The Sydney-based health law specialist, who was formerly the head of legal services at the Kings College Hospital NHS Foundation Trust in London, is also a trained Lifeline counsellor and Smith Family mentor. Keogh has also done pro bono work for the NSW and ACT synod of the Uniting Church of Australia.

The head of the National Pro Bono Resource Centre (NPBRC), John Corker, has called on mid-tier firms to do a greater volume for of pro bono work for some time now.

A survey by the NPBRC last year, which included responses from 36 of the 51 Australian firms that have more than 50 lawyers, found that the nine firm respondents with more than 450 lawyers did an average of 38 hours of pro bono work per lawyer. That compared to an average of 20.4 hours for mid-tier firms (250 to 450 lawyers) and 15.7 hours for small firms (50 to 250 lawyers).

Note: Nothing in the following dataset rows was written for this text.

Issue #11, opened 2024-03-23
Reisntatniation of named parameters in implicit instantiation resolution


ppolesiuk:
Currently, regular named parameters can be implicitly introduced, but not instantiated. This prevents an instantiation of an implicit parameter of type `{ x : A} -> B`, assuming that there is such an implicit in the scope. We could allow the instantiation algorithm to instantiate named parameters that were **recently** introduced by `Env.open_scheme`.

PR #122, opened 2024-06-11
Optional params

### LINKED ISSUE #28: Optional parameters

Tagada14:
Introduces optional parameters.

The implementation is finished and appears to be working.

~~Things left to do~~:
- [x] Add missing comments
- [x] Add tests
- [x] Check for Col limit
- [x] Resolve conflicts
- [x] ~~Split fixes and code clean-up of code not related to this PR into a separate PR~~
- [x] Potentially rewrite parts of the code to make it more readable
- [x] Rework the PreludeTypes to check if a correct version of Option type is in the environment

Nice to have:
- [x] Create a test case for errors

resolves #28


Tagada14:
@ppolesiuk The PR is ready for review

src/TypeInference/ExprUtils.ml
```diff
@@ -155,6 +155,11 @@ and instantiate_named_param ~nset ~inst env (e : T.expr) (name, isch) =
   | None, T.NVar x ->
     (* TODO: we could provide freshly bound parameters here *)
     Error.fatal (Error.unbound_named_param ~pos:e.pos x)
+  | None, T.NOptionalVar x ->
+    assert (T.Scheme.is_monomorphic isch);
+    let arg = PreludeTypes.mk_None ~env ~pos:e.pos isch.sch_body in
+    { T.pos = e.pos; T.data = T.EApp(e, arg) }
```
ppolesiuk, line 161: This implementation suffers problem similar to #11: implicit arguments are not reinstatiated when function has polymorphic argument. Here is an example code that exhibit this behavior:
```
let foo (f : {?x:Int} -> Unit ->[] Int) = f {x=42} ()
let bar {?x} =
  match x with
  | None => 0
  | Some y => y
  end

let z = foo bar // z is equal to 0, but intuitively it should give 42
```
We are not going to fix it now. We will fix it together with #11.

src/TypeInference/Pattern.ml
```diff
@@ -330,6 +331,26 @@ and check_pattern_schemes ~env ~scope pats schs =
...
+  let (env, pat, _, r_eff) =
+    check_scheme ~env ~scope pat sch in
+  (env, pat, sch, r_eff)
+| ArgPattern pat ->
+  let tp = Env.fresh_uvar env T.Kind.k_type in
+  let tp = (PreludeTypes.mk_Option ~env ~pos:pat.pos tp) in
+  let scope = Env.scope env in
+  let (env, pat, _, r_eff) = check_type ~env ~scope pat tp in
+  (env, pat, T.Scheme.of_type tp, r_eff)
+
```
ppolesiuk, line 353: Indentation of this piece of code should be increased

src/TypeInference/Pattern.ml
```diff
@@ -330,6 +331,26 @@ and check_pattern_schemes ~env ~scope pats schs =
 
   | [], _ :: _ | _ :: _, [] -> assert false
 
+let infer_optional_arg_scheme env (arg : S.arg) =
+match arg with
+| ArgAnnot(pat, sch) ->
+  let sch_pos = sch.sch_pos in
+  let sch = Type.tr_scheme env sch in
+  assert (T.Scheme.is_monomorphic sch);
```
ppolesiuk, line 339: There is no invariant that ensure this. User can write an invalid program that violates this assertion:
```
let foo {?x:{x:Int} -> Int} = x
```

The implementation should check if this scheme is monomorphic, and if not, display a readable error for the user.

src/TypeInference/Pattern.mli
```diff
@@ -23,6 +23,12 @@ val check_type :
 val infer_arg_scheme :
   Env.t -> S.arg -> Env.t * T.pattern * T.scheme * ret_effect
 
+(** Infer type-scheme of given formal optional argument. Returns extended
+  environment, a pattern that represents an argument, its scheme, and the
+  effect of pattern-matching *)
+val infer_optional_arg_scheme :
+  Env.t -> S.arg -> Env.t * T.pattern * T.scheme * ret_effect
```
ppolesiuk, line 30: Should this function be public? I didn't find any place where it was used outside this module.

src/TypeInference/PolyExpr.ml
```diff
@@ -137,25 +137,45 @@ let rec check_explicit_insts ~tcfix
...
+            end
+          | _ -> None
+          end 
+        in
+        match res with
+        | Some(n, e, tp, r_eff1) -> (n, e, T.Scheme.of_type tp, r_eff1)
+        | None -> 
+          Error.warn (Error.redundant_named_parameter ~pos n);
+          let (e, tp, r_eff1) = infer_expr_type env e eff in
+          (n, e, T.Scheme.of_type tp, r_eff1)
```
ppolesiuk, line 178: The logic behind this part of code has grown so it is hard to follow. Maybe it could by improved by a simple comment explaining what's going on.

src/TypeInference/PreludeTypes.ml
```diff
@@ -0,0 +1,72 @@
...
+let mk_Some ~env ~pos tp_arg expr_arg : T.expr =
+  let make data pos = { T.data; T.pos } in
+  let tp' = mk_Option ~env ~pos tp_arg in
+  let _, x = option_to_whnf ~env ~pos tp' in
+  match Env.lookup_adt env x with
+  | Some adt_info -> (
+      let { Module.adt_proof; adt_args; adt_ctors; adt_type } = adt_info in
+      match
+        List.find_index
+          (fun (ctor_decl : T.ctor_decl) -> String.compare ctor_decl.ctor_name "Some" == 0)
```
ppolesiuk, line 41: It's easier to use standard equality to compare strings: `ctor_decl.ctor_name = "Some"`

src/TypeInference/PreludeTypes.ml
```diff
@@ -0,0 +1,72 @@
...
+          adt_ctors
+      with
+      | Some idx ->
+          make
+            (T.ECtor
+               ( make (T.ETApp (adt_proof, tp_arg)) Position.nowhere,
+                 idx,
+                 [],
+                 [ expr_arg ] ))
```
ppolesiuk, line 50: Do we know, that `Some` constructor expects one parameter? Should it be checked? I know, such errors should never happen for casual user, but ...

src/TypeInference/TypeUtils.ml
```diff
@@ -48,7 +48,8 @@ let open_scheme ~pos (env : Env.t) (sch : T.scheme) =
         let (env, x) =
           match name with
           | T.NLabel -> Env.add_the_label_sch env sch
-          | T.NVar x -> Env.add_poly_var env x sch
+          | T.NVar x  -> Env.add_poly_var env x sch
+          | T.NOptionalVar x -> Env.add_mono_var env x sch.sch_body
```
ppolesiuk, line 52: `add_mono_var env x sch.sch_body` and `add_poly_var env x sch` are equivalent for monomorphic types (for polymorphic types the former doesn't have any sense). Maybe these two clauses could be merged?

test/err/tc_0007_missingOptionTypeDef.fram
ppolesiuk, line 1: In negative tests, we try to write some comments with regular expressions that should be matched with the stderr output (see other tests).

test/ok/ok0109_optionalParams.fram
```diff
@@ -0,0 +1,23 @@
...
+
+let f {?x} = x
+let a = f
+let b = f {x=2}
+
+let g {?x : Int} () = 
+match x with
+| Some n => n + 2
+| None => 42
+end
```
ppolesiuk, line 13: We should format tests correctly. This match expression should be indented. The next (in lines 18-21) should be fixed too.

ppolesiuk (changes requested):
The implementation looks very solid. Thanks for good job! There are some minor things that should be addressed. Then, I will merge these changes into upstream.

src/TypeInference/PreludeTypes.ml
ppolesiuk: I tried to implement it, checking correct type of `Some` and `None` constructor. The code is too complicated for a thing that should never happen, so I decided to not address this issue. Internal type error is good enough.

PR #123, opened 2024-06-12
String interpolation

wojpok:
This is my take on string interpolation.

This change requires additional state in lexer, as discussed already. Most of the work is made while "desugaarring".
 
Since optional parameters are still not implemented, this is a draft pull request and will be updated later. 
For demonstration purposes I added a new ```toFormatted``` method, that is invoked while interpolating strings.


ppolesiuk (changes requested):
Thanks! The implementation looks good, but has several flaws.
- Lexer is buggy. See comments below.
- Changes to standard library are too complicated for me.
- Code formatting could be improved. There are lines longer than 80 columns.
- I'm not sure if the implementation works well in REPL. I didn't find a call to `Lexer.reset` in REPL related functions.
- Position tracking in `Desugar` could be improved.

BTW, I think we can rename `toFormatted` method to simpler `format`. Do you agree?

Since this PR was open for a long time, I can fix the issues mentioned in this review, and adapt it to the new codebase.

wojpok:
I have resolved most of the issues. We definitely should discuss how to approach formatting.  I have decided to use `toString` method if no format argument is provided and `format` method otherwise. I think more elaborate formatting could be implemented alongside pretty printing library

code.rkt
ppolesiuk, line 1: This file looks like dump from some debugging. It should not be present in the repository.

src/Eval/External.ml
```diff
@@ -110,7 +120,7 @@ let extern_map =
     "dbl_strLen",  str_fun (fun s -> VNum (String.length s));
     "dbl_strGet",  str_fun (fun s -> int_fun (fun n -> VNum (Char.code s.[n])));
     "dbl_chrToString",  int_fun (fun c -> VStr (Char.escaped (Char.chr c)));
-    "dbl_chrListToStr", list_chr_fun (fun xs -> VStr (List.to_seq xs |> String.of_seq));
+    "dbl_chrListToStr", list_fun to_char (fun xs -> VStr (List.to_seq xs |> String.of_seq));
```
ppolesiuk, line 123: This line is too long

src/DblParser/Desugar.ml
```diff
@@ -526,8 +530,30 @@ and tr_expr (e : Raw.expr) =
...
+    let tr_format (expr : Raw.expr) (fmt : Raw.expr option) = 
+      let format = match fmt with
+      | None   -> 
+        { pos = expr.pos; data = Raw.ECtor "None" }
+      | Some fmt ->  
+        { pos = expr.pos
+        ; data = Raw.EApp (with_nowhere (Raw.ECtor "Some"), [fmt]) }
+        in
+      let fld = make (Raw.FldNameVal (Raw.NOptionalVar "fmt", format)) in
+      let mth = make (Raw.EMethod (expr, "format")) in
```
ppolesiuk, line 543: Using `make (Raw.EMethod ...)` gives us imprecise information about position. For instance:
```
> data T = A ;;
> "\{ A }" ;;
fatal error: Type T has no method named format
   | "\{ A }" ;;
   | ^^^^^^^^
   |
>
```
It would be better to point to `expr` instead of the whole interpolation.

src/DblParser/Desugar.ml
```diff
@@ -526,8 +530,30 @@ and tr_expr (e : Raw.expr) =
...
+  | EInterp (s, xs) ->
+    let tr_format (expr : Raw.expr) (fmt : Raw.expr option) = 
+      let format = match fmt with
+      | None   -> 
+        { pos = expr.pos; data = Raw.ECtor "None" }
+      | Some fmt ->  
+        { pos = expr.pos
+        ; data = Raw.EApp (with_nowhere (Raw.ECtor "Some"), [fmt]) }
+        in
+      let fld = make (Raw.FldNameVal (Raw.NOptionalVar "fmt", format)) in
```
ppolesiuk, line 542: It think the point of using optional arguments here is to omit them when they are not provided instead of explicitly provide `None`.

ppolesiuk (changes requested):
There are still some minor issues with desugaring. For other parts of this PR, I think they are ready for merge.

wojpok:
Issues have been fixed. I also noticed that formatting argument had have wrong position assigned in case of type error. I fixed it by attaching argument's position to `Some` constructor

ppolesiuk (approved):
Now the PR is ready to merge. Thanks!

In the last commit I slightly improved position tracking and changed `fmt` parameter to regular (`fmt = e` instead of `?fmt = Some e`). For optional parameters it means the same, but it allows `format` methods with mandatory `fmt`. Moreover, the code is simpler.

PR #124, opened 2024-06-13
Fix visibility of named patterns

forell:
Public visibility was not being properly propagated to named parameters in patterns. For example, the following code would fail.
```
data T = C of { S, x : Int }

module M
  pub let C { S, x } = C { S = Unit, x = 42 }
end

let y = M.x

let f (x : M.S) = x
```
Thanks @ppolesiuk for pointing out this problem.


ppolesiuk (approved):
Looks reasonable. Thanks!

PR #125, opened 2024-06-13
Fix `!=` operator in lexer

### LINKED ISSUE #108: Implement `!=` operator
The `!=` operator is defined in https://github.com/fram-lang/dbl/blob/c17f2fb726c96c59daf25cbfc874f9fe36815eb8/lib/Prelude.dbl#L27 but it is not implemented in the lexer and parser yet.

ppolesiuk:
- `OP_230` and `expr_230` were removed
- Operators starting with `!` are treated as binary at level 50.

Rationale: The `OP_230` was introduced to have OCaml-like dereference operators (`!x`) on a very high precedence level. However, since we have methods in Fram, we can write `x.get`, which has high precedence, so unary dereference operator is not needed.

Fix #108


forell (approved):
Looks good to me. I won't be missing the unary `!`, I think `x.get` is short enough for a language which doesn't encourage mutability as the first choice and the precedence works out well.

PR #135, opened 2024-06-18
Better printing of error position in REPL and with colors

### LINKED ISSUE #134: Better position printing in REPL
In #113 we improved position printing in batch mode. We should do the same in REPL. This require adding some buffer that remembers the last REPL command, and maybe some refactor of the `Position` module. The problem that I see is how to print a position that refers to some of previous commands. Currently, it is not perfectly correct, for instance:
```
> data T = A ;;
> data T = B of T | C ;;
> B C ;;
<stdin>:1:3: error: This expression has type T, but an expression was expected of type #T
  Type #T is defined at <stdin>:1:1-10
>
```

Foxinio:
It's a work in progress with emphasis on "in progress". Im sure it requires a lot of refactoring, because this changes brought a big mess into the codebase, but it works.

Fixes #134

Example:
```
$ dbl                
> false ;;
fatal error: Unbound variable false
   | false ;;
   | ^^^^^
   | 
 ```

### CODE REVIEW

**Comment by Foxinio** [comment]
This is work in progress, some bugs have been found in this implementation and are being fixed

**Comment by Foxinio** [comment]
> This is work in progress, some bugs have been found in this implementation and are being fixed

File: src/dbl.ml [hunk 1]
```diff
@@ -46,6 +46,10 @@ let cmd_args_options = Arg.align
     "-I",
     Arg.String (fun p -> cli_local_search_dirs := p :: !cli_local_search_dirs),
     " Add a path to local search directories";
+
+    "-color",
+    Arg.String (fun s -> DblConfig.print_colors_of_string s),
```
ppolesiuk, line 51: `Arg.spec` has `Symbol` constructor. It would fit better here.

src/TypeInference/PolyExpr.ml
```diff
@@ -39,7 +39,7 @@ let method_call_ctx ~pos ~env ~self ~self_tp ~self_r_eff ~eff =
     (result_expr, res_tp, ret_effect_join self_r_eff r_eff)
   | _ ->
     (* Method must be an arrow with monomorphic argument *)
-    InterpLib.InternalError.report ~reason:"invalid method type" ()
+    Error.fatal (Error.invalid_method_type ~pos)
```
ppolesiuk, line 42: Is it error or internal error? Do you have any example input that causes this error?

src/InterpLib/TextRangePrinting.ml
```diff
@@ -0,0 +1,219 @@
...
+    ; "effrow"; "else"; "end"; "extern"
+    ; "finally"; "fn"; "handle"; "handler"
+    ; "if"; "implicit"; "import"; "in"
+    ; "label"; "let"; "match"; "method"
+    ; "module"; "of"; "open"; "pub"
+    ; "rec"; "return"; "then"; "type"
+    ; "with"; "_"; "}"; "{"
+    ; "->"; "::"; "&&"; "||"; ";;"
+    ; "\\["; "\\]"; "=>"; "="; "|"
+    ] |> String.concat "\\|" in
```
ppolesiuk, line 104: This code seems to be hard to maintain. Can we extract keywords from the lexer?
I see that there would be a small technical difficulty related to cyclic dependency of modules.

ppolesiuk (changes requested):
The implementation looks good. However a few things should be fixed or at least discussed.

src/DblParser/Main.ml
```diff
@@ -23,7 +23,15 @@ let rec repl_seq imported () =
 and repl_seq_main imported () =
   flush stderr;
   Printf.printf "> %!";
-  let lexbuf = Lexing.from_channel stdin in
+  let buffer = Buffer.create 512 in
+  let bytes = Bytes.create 512 in
+  let fn buf n =
+    let res = input stdin bytes 0 n in
```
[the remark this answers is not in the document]
Foxinio: Before we were using Lexing.from_channel, and internally it is implemented using from_function, and line 29 is taken from there 1:1. 512 comes from there as well, and it is guaranteed there that n is always `Bytes.length bytes`.
But using `buf` is not a bad idea.

src/DblParser/Main.ml
```diff
@@ -35,14 +43,20 @@ and repl_seq_main imported () =
 
   | Raw.REPL_Expr e ->
     let def = make_nowhere (Lang.Surface.DReplExpr(Desugar.tr_expr e)) in
+    let str = Bytes.to_string @@ Buffer.to_bytes buffer in
+    InterpLib.Error.repl_input := str;
```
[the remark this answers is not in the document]
Foxinio: That doesn't seem to be the case since new buffer is created on every input, but its true that it can be created once and cleared before taking in any input.

src/InterpLib/TextRangePrinting.ml
Foxinio: I don't see a way around the dependency cycle, however I don't know that it will be so hard to maintain. I don't suppose we will be adding keywords that often and so many, so minor change once in a while won't be a problem.
When this list becomes outdated consequences will be apparent and harmless at the same time, also extremely easy to fix.

At the same time this isn't that necessary, there won't be that much loss in removing this part.

src/TypeInference/PolyExpr.ml
Foxinio: This change might have been done without proper understanding

src/InterpLib/TextRangePrinting.ml
Foxinio: I'm leaving this decision to you.

src/DblParser/Main.ml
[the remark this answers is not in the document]
ppolesiuk: That's true. At first, I didn't understand the code correctly. A new buffer is created for each input. I prefer the previous version, with local buffers instead of the global one.

src/InterpLib/TextRangePrinting.ml
ppolesiuk: I decided to remove this part. There are at least three reasons of this decision:

1. This code would be hard to maintain
2. It's far from being perfect: e.g., it colors keywords inside string literals
3. It provides functionality that is nice, but not necessary

ppolesiuk (approved):
I approve these changes. I will make final fixes before merging into upstream.

ppolesiuk:
I've made final fixes and resolves merge conflicts. In a last moment before actual merge, I've found another bug. Lexer errors are not printed correctly:
```
> 2 + 2 ;;
: Int
= 4
> ą ;;
fatal error: Invalid character `\196'
   | 2 + 2 ;;
   | ^
   | 
> 
```
I propose to fix it, by changing the type of `InterpLib.Error.repl_input` from `string ref` to `Buffer.t` and use it in `repl_seq_main` instead of `repl_buffer`. Does it sound reasonable?

Foxinio:
looks good to me

PR #139, opened 2024-07-02
Os stdlib module and separation of Eval/External module

Foxinio:
Looking at external function list made me think that there are too many
of them for one file, so i seperated them into modules making it easier
for extending functionality.

Implemented functionality that will allow for some system manipulation,
accessing environment variables, program arguments and system time.
Can be extended if there will be need for it.

This PR is dependent on #126


lib/Os.fram
```diff
@@ -0,0 +1,87 @@
+import open Mutable
+import List
+
+pub let argv = (extern dbl_argv : Unit -> ConstArray String) ()
+
+pub let getEnv = (extern dbl_getEnv : String -> Option String)
+
+pub let fileExists = (extern dbl_fileExists : String ->[IO] Bool)
+
+pub let isDirectory {`re : {X} -> Unit -> [|_]X } name =
```
Florian3k, line 10: To be consistent with existing code:
```suggestion
pub let isDirectory {`re : {X} -> Unit ->[|_] X } name =
```

lib/Os.fram
```diff
@@ -0,0 +1,87 @@
...
+  if fileExists name
+  then (extern dbl_isDirectory : String ->[IO] Bool) name
+  else `re ()
+
+pub let isRegularFile {`re : {X} -> Unit -> [|_]X } name =
```
Florian3k, line 15: Same here:
```suggestion
pub let isRegularFile {`re : {X} -> Unit ->[|_] X } name =
```

lib/Os.fram
```diff
@@ -0,0 +1,87 @@
...
+  , day : Int
+  , hour : Int
+  , minute : Int
+  , second : Int
+  }
+
+pub let getUnixTime = (extern dbl_getUnixTime : Unit ->[IO] Int)
+
+(* calculate date and time stamp from unix time *)
+pub let getTime {`re : {X} -> Unit -> [|_]X } () =
```
Florian3k, line 48: and here:
```suggestion
pub let getTime {`re : {X} -> Unit ->[|_] X } () =
```

dominik-muc (changes requested):
`Eval.ml` in `src` can be deleted.

Rather than prefix all external helper modules with External, I would just make a new directory, maybe rename Helpers to Utils?

`Os.fram` lacks rw operations on files, but that can be added in another PR.

Foxinio:
> Rather than prefix all external helper modules with External, I would just make a new directory, maybe rename Helpers to Utils?

The problem with making `External` a seperate module is that all externals depend on `Value.ml` and it could work, but would make this hell, so in my opinion it's fine as it is.

dominik-muc (approved):

wojpok (approved):

forell (changes requested):
I haven't really looked at the extern function refactor, but I left some comments about the `Os` module.
One last formatting nitpick: some of the files have extraneous newlines at the end.

lib/Os.fram
```diff
@@ -0,0 +1,116 @@
...
+  , hour : Int
+  , minute : Int
+  , second : Int
+  }
+
+{## Get the current time in Unix format. ##}
+pub let getUnixTime = (extern dbl_getUnixTime : Unit ->[IO] Int)
+
+{## Get the current time in Time type. ##}
+pub let getTime () =
```
forell, line 74: For some reason this function starts counting months at `-1` (maybe). Today's month is `3`, while the month for the unix time `1737632040`, which was in January, is `-1`. It would also help to specify that the returned time is in UTC (presumably).

lib/Os.fram
```diff
@@ -0,0 +1,60 @@
+{# This file is part of DBL, released under MIT license.
+ # See LICENSE for details.
+ #}
+
+import open Mutable
```
forell, line 5: Probably unused now.

PR #140, opened 2024-07-04
Fix visibility of module patterns

### LINKED ISSUE #138: Visibility does not affect module patterns
In the following example, module `N` should be public in module `M`, but isn't.
```
module M
  data T = C of { x : Int }
  pub let C { module N } = C { x = 42 }
end

let x = M.N.x
```

forell:
Fixes #138.


ppolesiuk (approved):
This fix looks good. I approve these changes.

PR #141, opened 2024-08-07
Return and finally clauses in first class handlers

ppolesiuk:
Return and finally clauses now are attached to first class handlers, making possible to define more intuitive first class handlers for e.g. state or backtracking. The delimiter's type and effect are not visible in the type of first-class-handlers, therefore, the dynamic labels of handlers do not work.


src/TypeInference/Unification.ml
```diff
@@ -276,14 +280,20 @@ let rec check_subtype env tp1 tp2 =
...
+    check_subeffect env oeff1 oeff2;
     let (env, a) = Env.add_anon_tvar env T.Kind.k_effect in
     let sub1 = T.Subst.rename_to_fresh T.Subst.empty a1 a in
     let sub2 = T.Subst.rename_to_fresh T.Subst.empty a2 a in
     check_subtype env (T.Type.subst sub1 tp1) (T.Type.subst sub2 tp2);
-    unify env (T.Type.subst sub1 rtp1) (T.Type.subst sub2 rtp2);
-    unify_at_kind env
-      (T.Type.subst sub1 reff1) (T.Type.subst sub2 reff2) T.Kind.k_effrow
+    (* contravariant *)
+    check_subtype env (T.Type.subst sub2 itp2) (T.Type.subst sub1 otp1);
```
forell: Typo: should use `itp1` instead of `otp1`.

forell (approved):
Looks good to me. I'll add an issue about implementing dynamic handlers in some form, since this PR removes labeled handlers.

These changes made me wonder about another possible modification of the handler type. Since those types are a bit like higher-order functions that take a function argument expecting a capability (kinda like in the translation to Core), maybe the capability type of a handler could be generalized to a scheme, just like how we can have schemes on the left-hand side of an arrow. Seems to me like it might work ok in case the capability pattern is actually just an identifier. What do you think?

PR #144, opened 2024-08-31
Adding flag to disable printing of error context

### LINKED ISSUE #142: Command line flag to disable "Better position printing"
In #113 we improved position printing in error messages. Now, error message contains piece of code providing context around the actual error. However, this feature breaks `@stderr:` directives supported by `test.sh` script, because the code around the error usually contains such a directive, and therefore, the condition set by the directive is trivially satisfied. The simplest solution to this problem is to add a command-line flag that disable this context printing, and use this flag in negative tests.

“I don’t think it is easier for large law firms to do pro bono work because the main unit we use is hours-per-lawyer and an hour is an hour and a lawyer is a lawyer,” said Corker to Lawyers Weekly in October 2012. “Therefore, it is really a commitment that needs to be made by those firms towards the ethical value [of pro bono work].”

TressCox is a signatory to the aspirational pro bono target of 35 hours of pro bono work per lawyer per year.

According to the Federal Government’s Legal Services Expenditure Report for 2011-12, TressCox did an average of 16.5 hours of pro bono work per lawyer last financial year.